→ WORK ITEM
State how many lines of the entries below hold the word "think"; reply with nothing but the number.

BEGIN RAW DATA

PR #6327, opened 2017-02-07
Add a constant for Cookie "undefined maxAge"

slandelle:
Motivation:

DefaultCookie currently used an undocumented magic value for undefined
maxAge.

Clients need to be able to identify such value so they can implement a
proper CookieJar.

Ideally, we should add a `Cookie::isMaxAgeDefined` method but I guess
we can’t add a new method without breaking API :(

Modifications:

Add a new constant on `Cookie` interface so clients can use it to
compare with value return by `Cookie.maxAge` and decide if `maxAge` was
actually defined.

Result:

Clients have a better documented way to check if the maxAge attribute
was defined.

### DIFF
--- a/codec-http/src/main/java/io/netty/handler/codec/http/cookie/Cookie.java
+++ b/codec-http/src/main/java/io/netty/handler/codec/http/cookie/Cookie.java
@@ -22,6 +22,11 @@ package io.netty.handler.codec.http.cookie;
 public interface Cookie extends Comparable<Cookie> {
 
     /**
+     * Constant for undefined MaxAge attribute value.
+     */
+    long UNDEFINED_MAX_AGE = Long.MIN_VALUE;
+
+    /**
      * Returns the name of this {@link Cookie}.
      *
      * @return The name of this {@link Cookie}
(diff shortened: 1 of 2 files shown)


normanmaurer:
LGTM... @Scottmitch WDYT ?

Scottmitch:
this would be another great case for `default` methods ... JDK8 some day ...

The current behavior is not strictly defined in code but it is documented as part of the interface [1]. So technically to be compliant with this interface the `MIN_VALUE` concept should be honored. So if we do feel it is necessary to have another define for this we should also update the API javadocs ... which is logically the same interface so I think that is fine (@normanmaurer ?)

[1] https://github.com/netty/netty/blob/4.1/codec-http/src/main/java/io/netty/handler/codec/http/cookie/Cookie.java#L90

slandelle:
> we should also update the API javadocs

I missed this one, thanks! I can update.

> this would be another great case for default methods ... JDK8 some day ...

👍 At some point, "some day" will have to be defined...

normanmaurer:
@slandelle @Scottmitch yes sounds fine... Please make the changes.

slandelle:
@normanmaurer @Scottmitch Javadoc updated

Scottmitch:
That javadocs on `setMaxAge` also need to be updated

slandelle:
@Scottmitch Fixed

normanmaurer:
Cherry-picked into 4.1 (9d45f514a47ee8ad5259ee782fcca240017fc3a3) and 4.0 (c01ceb0e75fa5cb22350bea825e038e3bc301830)

normanmaurer:
@slandelle thx <3

slandelle:
Thanks :)

PR #6331, opened 2017-02-07
DnsNameResolver empty/null hostname missed by a416b79

Scottmitch:
Motivation:
a416b79 introduced a check for null or empty host name to be compatible with the JDK resolution. However the doResolve(String, Promise) method, and if the doResolve(String, DnsRecord[], Promise, DnsCache) method was overridden the empty/null hostname would not be correctly resolved.

Modifications:
- Move the empty/null host name check into the lowest level doResolve method in DnsNameResolver
- Remove the duplicate logic in InetNameResolver.java which can be bypassed anyways

Result:
By default (unless behavior is overridden) DnsNameResolver resolves null/empty host names to local host just like the JDK.


Scottmitch:
followup for PR https://github.com/netty/netty/pull/6258

resolver/src/main/java/io/netty/resolver/InetNameResolver.java
```diff
@@ -40,32 +37,15 @@
...
-    }
-
-    @Override
-    public Future<List<InetAddress>> resolveAll(String inetHost, Promise<List<InetAddress>> promise) {
-        if (inetHost == null || inetHost.isEmpty()) {
-            // If an empty hostname is used we should use "localhost", just like InetAddress.getByName(...) does.
-            return promise.setSuccess(Collections.singletonList(loopbackAddress()));
-        }
-        return super.resolveAll(inetHost, promise);
+        return SocketUtils.loopbackAddress();
```
normanmaurer: Any reason why you removed the caching of it ?

resolver/src/main/java/io/netty/resolver/InetNameResolver.java
```diff
@@ -40,32 +37,15 @@
      */
     protected InetNameResolver(EventExecutor executor) {
         super(executor);
-        loopbackAddress = SocketUtils.loopbackAddress();
     }
 
     /**
+     * @deprecated Use {@link SocketUtils#loopbackAddress()}.
```
normanmaurer: @Scottmitch I think this is a bad advice as `SocketUtils` is in the internal package.

resolver/src/main/java/io/netty/resolver/InetNameResolver.java
```diff
@@ -40,32 +37,15 @@
...
      * Returns the {@link InetAddress} for loopback.
      */
+    @Deprecated
     protected InetAddress loopbackAddress() {
-        return loopbackAddress;
-    }
-
-    @Override
-    public Future<InetAddress> resolve(String inetHost, Promise<InetAddress> promise) {
```
normanmaurer: @Scottmitch didn't we say we want to have the logic in `InetNameResolver` to make it easier to have a consistent behaviour when write a new implementation ?

resolver/src/main/java/io/netty/resolver/InetNameResolver.java
Scottmitch: This method should be an internal detail of `DnsNameResolver` and shouldn't be publicly exposed at this level. I would like to remove it but my assumption is this would be an API breaking change ... it is not clear if I can make API changes to this package because we forgot to put `@UnsableApi` annotations. wdyt?

resolver/src/main/java/io/netty/resolver/InetNameResolver.java
Scottmitch: Yes this did come up https://github.com/netty/netty/pull/6258#discussion_r97187696 but I'm not convinced this adds value as we will have to check for it at the lower layer anyways. My new train of though is to keep the scope limited to where we actually need to enforce the constraint instead of having it spread out in different places. The spread out nature was one of the reasons why this bug exists in the first place.

resolver/src/main/java/io/netty/resolver/InetNameResolver.java
Scottmitch: I originally wanted to remove this method but wasn't sure if this would be OK (see https://github.com/netty/netty/pull/6331#discussion_r100219110). I don't think it should be used but if we can't remove the method and you think it may be used then I can bring the caching back.

resolver/src/main/java/io/netty/resolver/InetNameResolver.java
Scottmitch: https://github.com/netty/netty/pull/6334 is pushing in the direction of marking the packages as `@UnstableApi` ... I like this. Unless you have strong objections I will follow that approach here. We can also discuss a followup PR to put in the `@UnstableApi` on the remainder of the package.

resolver/src/main/java/io/netty/resolver/InetNameResolver.java
normanmaurer: ok fine... Just wanted to ensure we are aware of it :). Shiiiiiiiiip it!

Scottmitch:
4.1 (007048d)

PR #6332, opened 2017-02-08
Ensure we release the previous retained AddressedEnvelope when we fai…

normanmaurer:
…l to notify the promise.

Motivation:

We need to ensure we release the AddressedEnvelope if we fail to notify the future (as it may be notified before because of an timeout). Otherwise we may leak.

Modifications:

Call release() if we fail to notify the future.

Result:

No memory leaks possible.


normanmaurer:
Cherry-picked into 4.1 (3462a86)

END RAW DATA

→ EXERCISE ANSWER
3